THE PROBLEM:
Write out the entries below in full, exactly as given.

DATA RECORDS:
PR #28618, opened 2024-03-04
FIX cloned supplier order creation date as now

FlorentPoinsaut:
# FIX cloned supplier order creation date as now

When a supplier order with a order date set is cloned the new creation date is the order date instead of now.

### DIFF
--- a/htdocs/fourn/class/fournisseur.commande.class.php
+++ b/htdocs/fourn/class/fournisseur.commande.class.php
@@ -5,14 +5,15 @@
  * Copyright (C) 2007		Franky Van Liedekerke	<franky.van.liedekerke@telenet.be>
  * Copyright (C) 2010-2020	Juanjo Menent			<jmenent@2byte.es>
  * Copyright (C) 2010-2018	Philippe Grand			<philippe.grand@atoo-net.com>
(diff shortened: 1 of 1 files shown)


htdocs/fourn/class/fournisseur.commande.class.php
```diff
@@ -1573,7 +1574,7 @@ public function create($user, $notrigger = 0)
 		$sql .= ", ".setEntity($this);
 		$sql .= ", ".((int) $this->socid);
 		$sql .= ", ".($this->fk_project > 0 ? ((int) $this->fk_project) : "null");
-		$sql .= ", '".$this->db->idate($date)."'";
+		$sql .= ", '".$this->db->idate($now)."'";
```
eldy, line 1577: This means we can't create anymore an order with the date of our choice.
The use of $now was already managed on line 1522
```
if (empty($date)) {
			$date = $now;
		}
```
So to have the current date when cloning we must set ->date = dol_now() into the clone method.

FlorentPoinsaut: Thank you for you feedback.
I fix this now. :)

RESPONSE:
PR #28618, opened 2024-03-04
FIX cloned supplier order creation date as now

FlorentPoinsaut:
# FIX cloned supplier order creation date as now

When a supplier order with a order date set is cloned the new creation date is the order date instead of now.

### DIFF
--- a/htdocs/fourn/class/fournisseur.commande.class.php
+++ b/htdocs/fourn/class/fournisseur.commande.class.php
@@ -5,14 +5,15 @@
  * Copyright (C) 2007		Franky Van Liedekerke	<franky.van.liedekerke@telenet.be>
  * Copyright (C) 2010-2020	Juanjo Menent			<jmenent@2byte.es>
  * Copyright (C) 2010-2018	Philippe Grand			<philippe.grand@atoo-net.com>
(diff shortened: 1 of 1 files shown)


htdocs/fourn/class/fournisseur.commande.class.php
```diff
@@ -1573,7 +1574,7 @@ public function create($user, $notrigger = 0)
 		$sql .= ", ".setEntity($this);
 		$sql .= ", ".((int) $this->socid);
 		$sql .= ", ".($this->fk_project > 0 ? ((int) $this->fk_project) : "null");
-		$sql .= ", '".$this->db->idate($date)."'";
+		$sql .= ", '".$this->db->idate($now)."'";
```
eldy, line 1577: This means we can't create anymore an order with the date of our choice.
The use of $now was already managed on line 1522
```
if (empty($date)) {
			$date = $now;
		}
```
So to have the current date when cloning we must set ->date = dol_now() into the clone method.

FlorentPoinsaut: Thank you for you feedback.
I fix this now. :)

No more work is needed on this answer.